Exercise details: Wherever the string "CSRNG" appears in the records, return the line that holds it.

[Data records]

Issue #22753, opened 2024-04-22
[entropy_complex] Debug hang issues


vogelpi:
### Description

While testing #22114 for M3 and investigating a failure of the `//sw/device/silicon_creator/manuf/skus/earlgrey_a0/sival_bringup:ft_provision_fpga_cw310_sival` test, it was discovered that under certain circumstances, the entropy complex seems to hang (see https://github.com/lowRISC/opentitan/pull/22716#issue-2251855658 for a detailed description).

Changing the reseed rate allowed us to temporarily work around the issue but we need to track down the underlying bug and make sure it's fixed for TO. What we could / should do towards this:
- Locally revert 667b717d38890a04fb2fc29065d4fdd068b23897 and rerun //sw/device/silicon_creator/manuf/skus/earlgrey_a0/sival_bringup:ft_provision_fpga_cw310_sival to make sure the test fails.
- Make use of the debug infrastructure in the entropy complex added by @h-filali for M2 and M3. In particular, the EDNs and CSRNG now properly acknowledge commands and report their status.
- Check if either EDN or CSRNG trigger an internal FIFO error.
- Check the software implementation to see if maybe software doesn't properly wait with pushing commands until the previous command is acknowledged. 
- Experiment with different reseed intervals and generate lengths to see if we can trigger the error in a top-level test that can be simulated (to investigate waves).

Exercise answer:
- Make use of the debug infrastructure in the entropy complex added by @h-filali for M2 and M3. In particular, the EDNs and CSRNG now properly acknowledge commands and report their status.
- Check if either EDN or CSRNG trigger an internal FIFO error.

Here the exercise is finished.